This is a follow up on T419457, from an alerting/monitoring perspective.
<+jinxer-wm> FIRING: [3x] ProbeDown: Service dse-k8s-ctrl1001:6443 has failed probes (http_dse_k8s_eqiad_kube_apiserver_ip4) #page - https://grafana.wikimedia.org/d/O0nHhdhnz/network-probes-overview?var-job=probes/custom&var-module=All - https://alerts.wikimedia.org/?q=alertname%3DProbeDown <+jinxer-wm> FIRING: [4x] ProbeDown: Service dse-k8s-ctrl1001:6443 has failed probes (http_dse_k8s_eqiad_kube_apiserver_ip4) #page - https://grafana.wikimedia.org/d/O0nHhdhnz/network-probes-overview?var-job=probes/custom&var-module=All - https://alerts.wikimedia.org/?q=alertname%3DProbeDown
This is a paging alert, which depending on the time/shift can also wake up an SRE on on-call. It seems that @Volans and @bking worked together on resolving this (please correct me if I am wrong).
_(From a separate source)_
PR #653, opened 2020-04-10
Incomplete pattern inspection applies at whole case expression

pravdomil:
if case expression is missing branches then whole case expression is invalid not only the keyword `case`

We discussed this briefly in the SRE meeting today and have two immediate follow-ups:
- Should this have been a paging alert?
- If yes, it does raise the question of ownership of this alert since most (all?) non-DP SREs probably do not have the requisite knowledge to either debug or implement a fix for this alert. Given that DP SREs are not part of on-call, this raises the question of the ownership of this and other such alerts that are paging from DP's perspective but need to be handled by the on-call SRE(s).
I am taking the liberty to add @Gehel and @bking for the initial discussion, as the manager and the responder on the last incident respectively, from DP SRE.